----- DATASET CONTENT -----

PR #2120, opened 2026-08-18
fix(controlplane): guard worker counter lookups against a missing counter

### LINKED ISSUE #1935: fix(controlplane): guard worker counter lookups against a missing counter
## Motivation

`controlplane/ffi/worker.go:49-58` resolves nine worker counter handles by name out of `counterByName`, and every subsequent use dereferences the result without a nil check — `dropsHandle.values` and its eight siblings at roughly [:70-120](https://github.com/yanet-platform/yanet2/blob/9f753a0040359723a599dcbb3d17edb9533c8534/controlplane/ffi/worker.go#L70-L120), plus `rxBurstsHandle.size` in the burst loop. A Go map miss yields a nil `*C.struct_counter_handle`, so a counter the dataplane did not register crashes the control plane with a nil dereference instead of surfacing a clean error.

Today the names always match, so this is latent — but it is exactly the failure mode a rename of the C-side `drops` counter would arm (tracked in #1934), and version skew between a restarted control plane and a running dataplane is the realistic trigger even without that rename: [controlplane/ffi/worker.go:41-58](https://github.com/yanet-platform/yanet2/blob/9f753a0040359723a599dcbb3d17edb9533c8534/controlplane/ffi/worker.go#L41-L58) builds the map by name from whatever the running dataplane happens to have registered.

## Scope

Nil-check each resolved handle and fail with a descriptive error naming the missing counter, in the style of the existing metadata failure right below it (`controlplane/ffi/worker.go:64-69`). This should land before any change to the C-side counter name.

## Acceptance

- [ ] Every handle resolved via `counterByName` in `WorkerCounters()` is nil-checked before use.
- [ ] A missing counter returns a descriptive error instead of crashing.

Source: found while validating the worker-counter rename (#1907, #1927, #1929) for #1934 — `controlplane/ffi/worker.go` resolves counter handles by name with no nil guard, which the rename would arm.

egnees:
Worker counter handles are resolved through a name-indexed counter set that records every counter it could not resolve, so a counter the dataplane did not register — or registered with an unexpected number of values — surfaces as a descriptive error naming it instead of crashing the control plane on a nil dereference. Version skew between a restarted control plane and a running dataplane is the realistic trigger, since the set is built from whatever the running dataplane happens to have registered.

A miss materializes as a zeroed counter of the requested shape and is remembered on the set, so the resolution stays a straight-line list of lookups checked once at the end, and one read reports every missing counter rather than only the first.

Closes #1935.

- Each lookup declares the number of values it expects, so a counter that resolves by name but carries a different shape is a miss rather than a silently wrong reading.
- The worker burst histogram is taken from the counter's own values instead of being sized from the burst-size metadata, which removes the assumption that the two agree.
- The counter surface moves out of the shared-memory file into its own file, and the worker read goes through the same decoding path as every other counter read.
- Unit tests cover the duplicate-name and instance-count rejections, and the miss bookkeeping.
- Fixed style violation on moving counters surface to the separated file, updated allowlist.txt.


3Hren (dismissed):

egnees:
@codex review

3Hren (approved):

-----

Transcribe the records above exactly, keeping every line.

OUTPUT OF THE TASK:
PR #2120, opened 2026-08-18
fix(controlplane): guard worker counter lookups against a missing counter

### LINKED ISSUE #1935: fix(controlplane): guard worker counter lookups against a missing counter
## Motivation

`controlplane/ffi/worker.go:49-58` resolves nine worker counter handles by name out of `counterByName`, and every subsequent use dereferences the result without a nil check — `dropsHandle.values` and its eight siblings at roughly [:70-120](https://github.com/yanet-platform/yanet2/blob/9f753a0040359723a599dcbb3d17edb9533c8534/controlplane/ffi/worker.go#L70-L120), plus `rxBurstsHandle.size` in the burst loop. A Go map miss yields a nil `*C.struct_counter_handle`, so a counter the dataplane did not register crashes the control plane with a nil dereference instead of surfacing a clean error.

Today the names always match, so this is latent — but it is exactly the failure mode a rename of the C-side `drops` counter would arm (tracked in #1934), and version skew between a restarted control plane and a running dataplane is the realistic trigger even without that rename: [controlplane/ffi/worker.go:41-58](https://github.com/yanet-platform/yanet2/blob/9f753a0040359723a599dcbb3d17edb9533c8534/controlplane/ffi/worker.go#L41-L58) builds the map by name from whatever the running dataplane happens to have registered.

## Scope

Nil-check each resolved handle and fail with a descriptive error naming the missing counter, in the style of the existing metadata failure right below it (`controlplane/ffi/worker.go:64-69`). This should land before any change to the C-side counter name.

## Acceptance

- [ ] Every handle resolved via `counterByName` in `WorkerCounters()` is nil-checked before use.
- [ ] A missing counter returns a descriptive error instead of crashing.

Source: found while validating the worker-counter rename (#1907, #1927, #1929) for #1934 — `controlplane/ffi/worker.go` resolves counter handles by name with no nil guard, which the rename would arm.

egnees:
Worker counter handles are resolved through a name-indexed counter set that records every counter it could not resolve, so a counter the dataplane did not register — or registered with an unexpected number of values — surfaces as a descriptive error naming it instead of crashing the control plane on a nil dereference. Version skew between a restarted control plane and a running dataplane is the realistic trigger, since the set is built from whatever the running dataplane happens to have registered.

A miss materializes as a zeroed counter of the requested shape and is remembered on the set, so the resolution stays a straight-line list of lookups checked once at the end, and one read reports every missing counter rather than only the first.

Closes #1935.

- Each lookup declares the number of values it expects, so a counter that resolves by name but carries a different shape is a miss rather than a silently wrong reading.
- The worker burst histogram is taken from the counter's own values instead of being sized from the burst-size metadata, which removes the assumption that the two agree.
- The counter surface moves out of the shared-memory file into its own file, and the worker read goes through the same decoding path as every other counter read.
- Unit tests cover the duplicate-name and instance-count rejections, and the miss bookkeeping.
- Fixed style violation on moving counters surface to the separated file, updated allowlist.txt.


3Hren (dismissed):

egnees:
@codex review

3Hren (approved):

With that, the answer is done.